*** Opening of PROVIDED INFORMATION ***
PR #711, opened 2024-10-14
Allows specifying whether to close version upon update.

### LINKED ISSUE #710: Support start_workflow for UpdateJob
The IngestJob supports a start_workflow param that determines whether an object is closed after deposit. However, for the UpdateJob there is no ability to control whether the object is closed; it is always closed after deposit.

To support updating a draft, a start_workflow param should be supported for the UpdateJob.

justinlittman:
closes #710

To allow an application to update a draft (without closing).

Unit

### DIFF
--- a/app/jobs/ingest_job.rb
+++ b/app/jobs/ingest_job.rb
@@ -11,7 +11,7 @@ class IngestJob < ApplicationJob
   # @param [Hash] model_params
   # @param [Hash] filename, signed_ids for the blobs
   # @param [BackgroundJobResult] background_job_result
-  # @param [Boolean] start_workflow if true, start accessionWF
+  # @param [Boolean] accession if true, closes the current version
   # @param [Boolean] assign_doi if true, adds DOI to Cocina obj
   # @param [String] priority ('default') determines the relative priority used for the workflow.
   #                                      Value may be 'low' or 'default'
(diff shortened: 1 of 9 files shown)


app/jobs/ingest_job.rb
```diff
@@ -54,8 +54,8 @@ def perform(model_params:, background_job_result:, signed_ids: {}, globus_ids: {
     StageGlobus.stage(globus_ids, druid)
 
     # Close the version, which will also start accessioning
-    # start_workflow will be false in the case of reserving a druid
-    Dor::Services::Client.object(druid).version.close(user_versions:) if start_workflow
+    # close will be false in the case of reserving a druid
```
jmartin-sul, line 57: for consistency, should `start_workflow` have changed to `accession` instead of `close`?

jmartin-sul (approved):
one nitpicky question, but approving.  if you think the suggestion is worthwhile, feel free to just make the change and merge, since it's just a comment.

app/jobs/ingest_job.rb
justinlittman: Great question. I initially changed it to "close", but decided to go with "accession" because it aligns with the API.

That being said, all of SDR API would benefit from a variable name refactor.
*** Close of PROVIDED INFORMATION ***
*** Opening of PROVIDED INFORMATION ***
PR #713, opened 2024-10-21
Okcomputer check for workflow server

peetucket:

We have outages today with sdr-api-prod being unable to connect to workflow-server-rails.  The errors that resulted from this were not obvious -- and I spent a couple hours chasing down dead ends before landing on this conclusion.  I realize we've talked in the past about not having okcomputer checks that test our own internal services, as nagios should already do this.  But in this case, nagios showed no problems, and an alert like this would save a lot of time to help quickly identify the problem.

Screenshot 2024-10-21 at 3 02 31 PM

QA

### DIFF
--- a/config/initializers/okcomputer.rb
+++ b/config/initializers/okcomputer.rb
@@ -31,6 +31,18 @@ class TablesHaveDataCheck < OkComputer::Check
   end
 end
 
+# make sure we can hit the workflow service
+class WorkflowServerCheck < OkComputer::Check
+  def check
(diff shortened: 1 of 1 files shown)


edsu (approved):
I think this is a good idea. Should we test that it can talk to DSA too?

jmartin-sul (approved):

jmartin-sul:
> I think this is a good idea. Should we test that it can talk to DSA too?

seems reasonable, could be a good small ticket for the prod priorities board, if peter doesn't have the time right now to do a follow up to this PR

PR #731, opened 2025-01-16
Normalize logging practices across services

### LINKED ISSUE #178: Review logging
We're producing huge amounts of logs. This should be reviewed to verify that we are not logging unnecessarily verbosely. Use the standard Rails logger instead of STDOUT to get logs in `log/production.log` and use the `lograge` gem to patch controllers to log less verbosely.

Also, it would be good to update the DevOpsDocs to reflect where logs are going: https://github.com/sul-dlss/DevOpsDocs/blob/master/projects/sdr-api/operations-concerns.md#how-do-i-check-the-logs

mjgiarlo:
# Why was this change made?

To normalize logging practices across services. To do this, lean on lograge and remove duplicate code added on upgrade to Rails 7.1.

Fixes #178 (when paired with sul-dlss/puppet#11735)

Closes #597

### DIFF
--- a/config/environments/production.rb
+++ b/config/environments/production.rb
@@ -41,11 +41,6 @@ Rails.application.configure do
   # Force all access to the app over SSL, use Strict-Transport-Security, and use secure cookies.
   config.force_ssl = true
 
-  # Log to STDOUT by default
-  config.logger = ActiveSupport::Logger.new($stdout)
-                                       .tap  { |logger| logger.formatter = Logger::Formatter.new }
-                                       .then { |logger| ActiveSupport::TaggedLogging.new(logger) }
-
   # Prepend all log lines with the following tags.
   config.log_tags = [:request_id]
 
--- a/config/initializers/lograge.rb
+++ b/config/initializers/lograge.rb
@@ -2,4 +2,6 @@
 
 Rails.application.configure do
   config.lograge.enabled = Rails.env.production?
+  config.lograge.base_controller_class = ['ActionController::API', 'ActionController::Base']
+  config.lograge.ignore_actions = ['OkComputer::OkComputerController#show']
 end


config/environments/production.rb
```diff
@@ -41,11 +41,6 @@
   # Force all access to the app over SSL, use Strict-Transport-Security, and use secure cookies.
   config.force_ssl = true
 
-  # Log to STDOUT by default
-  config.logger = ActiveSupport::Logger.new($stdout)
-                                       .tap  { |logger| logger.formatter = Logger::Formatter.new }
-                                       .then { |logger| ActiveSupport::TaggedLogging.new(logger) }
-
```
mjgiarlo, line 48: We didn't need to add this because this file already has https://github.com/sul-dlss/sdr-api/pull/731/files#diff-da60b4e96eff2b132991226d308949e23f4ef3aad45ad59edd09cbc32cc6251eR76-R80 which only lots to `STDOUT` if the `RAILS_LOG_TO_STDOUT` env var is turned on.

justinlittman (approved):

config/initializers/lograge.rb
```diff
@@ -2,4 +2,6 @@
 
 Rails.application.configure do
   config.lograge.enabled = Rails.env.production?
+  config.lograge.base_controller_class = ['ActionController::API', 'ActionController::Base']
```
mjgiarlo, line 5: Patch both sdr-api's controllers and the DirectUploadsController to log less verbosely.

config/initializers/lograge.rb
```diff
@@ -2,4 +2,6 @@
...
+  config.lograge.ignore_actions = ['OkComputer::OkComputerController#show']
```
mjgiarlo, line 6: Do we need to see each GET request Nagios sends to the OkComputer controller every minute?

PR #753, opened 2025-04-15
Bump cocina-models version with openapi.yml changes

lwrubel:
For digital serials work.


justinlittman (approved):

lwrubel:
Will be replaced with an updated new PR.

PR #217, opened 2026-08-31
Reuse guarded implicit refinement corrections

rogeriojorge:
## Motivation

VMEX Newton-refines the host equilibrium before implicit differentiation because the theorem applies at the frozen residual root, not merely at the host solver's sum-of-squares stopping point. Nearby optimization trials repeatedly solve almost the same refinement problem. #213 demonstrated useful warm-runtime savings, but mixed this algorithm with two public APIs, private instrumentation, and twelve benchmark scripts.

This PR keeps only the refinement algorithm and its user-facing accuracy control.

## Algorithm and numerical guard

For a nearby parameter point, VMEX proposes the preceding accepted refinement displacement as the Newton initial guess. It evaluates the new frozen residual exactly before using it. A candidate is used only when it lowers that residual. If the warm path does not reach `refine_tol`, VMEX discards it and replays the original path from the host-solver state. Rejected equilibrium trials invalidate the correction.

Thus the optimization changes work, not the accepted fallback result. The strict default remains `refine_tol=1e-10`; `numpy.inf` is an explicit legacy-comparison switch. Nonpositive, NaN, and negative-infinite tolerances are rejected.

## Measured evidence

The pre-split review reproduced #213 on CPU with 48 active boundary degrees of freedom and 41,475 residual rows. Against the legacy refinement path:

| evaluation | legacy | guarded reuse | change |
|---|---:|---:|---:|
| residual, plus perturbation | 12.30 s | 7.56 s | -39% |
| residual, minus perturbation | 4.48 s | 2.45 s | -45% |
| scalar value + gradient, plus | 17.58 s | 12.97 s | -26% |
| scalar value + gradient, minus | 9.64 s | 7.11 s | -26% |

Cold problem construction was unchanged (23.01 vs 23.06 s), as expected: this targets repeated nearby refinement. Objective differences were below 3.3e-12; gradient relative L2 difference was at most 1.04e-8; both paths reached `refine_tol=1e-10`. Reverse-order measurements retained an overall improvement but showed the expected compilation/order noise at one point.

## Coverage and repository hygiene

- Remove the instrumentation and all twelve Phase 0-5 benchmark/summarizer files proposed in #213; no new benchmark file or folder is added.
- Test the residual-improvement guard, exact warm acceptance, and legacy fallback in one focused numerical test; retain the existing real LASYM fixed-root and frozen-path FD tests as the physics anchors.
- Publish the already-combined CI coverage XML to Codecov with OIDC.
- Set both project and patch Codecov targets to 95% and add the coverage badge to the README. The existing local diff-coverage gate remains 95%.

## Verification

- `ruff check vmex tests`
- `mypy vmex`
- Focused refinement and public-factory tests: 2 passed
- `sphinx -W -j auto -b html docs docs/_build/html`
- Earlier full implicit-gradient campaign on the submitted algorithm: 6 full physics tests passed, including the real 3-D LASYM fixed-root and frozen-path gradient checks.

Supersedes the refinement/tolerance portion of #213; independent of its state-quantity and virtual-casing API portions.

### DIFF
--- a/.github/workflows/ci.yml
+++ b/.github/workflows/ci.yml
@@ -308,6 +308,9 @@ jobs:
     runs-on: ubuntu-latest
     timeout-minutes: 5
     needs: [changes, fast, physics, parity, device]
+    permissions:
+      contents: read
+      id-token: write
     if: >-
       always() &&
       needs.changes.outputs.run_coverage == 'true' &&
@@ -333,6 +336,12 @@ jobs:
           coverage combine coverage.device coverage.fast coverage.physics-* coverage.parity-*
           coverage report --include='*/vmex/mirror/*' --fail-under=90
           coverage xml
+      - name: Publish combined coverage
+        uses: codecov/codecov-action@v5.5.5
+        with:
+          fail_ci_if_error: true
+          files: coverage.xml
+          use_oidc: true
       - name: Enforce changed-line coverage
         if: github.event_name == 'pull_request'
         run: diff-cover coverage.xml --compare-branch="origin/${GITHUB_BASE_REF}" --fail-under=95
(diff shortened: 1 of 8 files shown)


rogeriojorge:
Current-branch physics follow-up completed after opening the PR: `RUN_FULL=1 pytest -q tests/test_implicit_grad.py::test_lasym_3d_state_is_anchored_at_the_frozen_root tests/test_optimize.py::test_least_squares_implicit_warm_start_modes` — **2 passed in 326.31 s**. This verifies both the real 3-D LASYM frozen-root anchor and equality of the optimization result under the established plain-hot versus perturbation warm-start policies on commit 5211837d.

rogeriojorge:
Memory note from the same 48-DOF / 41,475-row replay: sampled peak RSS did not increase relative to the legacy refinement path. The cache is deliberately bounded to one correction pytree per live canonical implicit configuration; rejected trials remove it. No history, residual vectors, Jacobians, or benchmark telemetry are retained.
*** Close of PROVIDED INFORMATION ***
DIRECTIONS :: Filter the records for the string "plus" and copy every line that holds it.

SOLVED PROBLEM ::
| residual, plus perturbation | 12.30 s | 7.56 s | -39% |
| scalar value + gradient, plus | 17.58 s | 12.97 s | -26% |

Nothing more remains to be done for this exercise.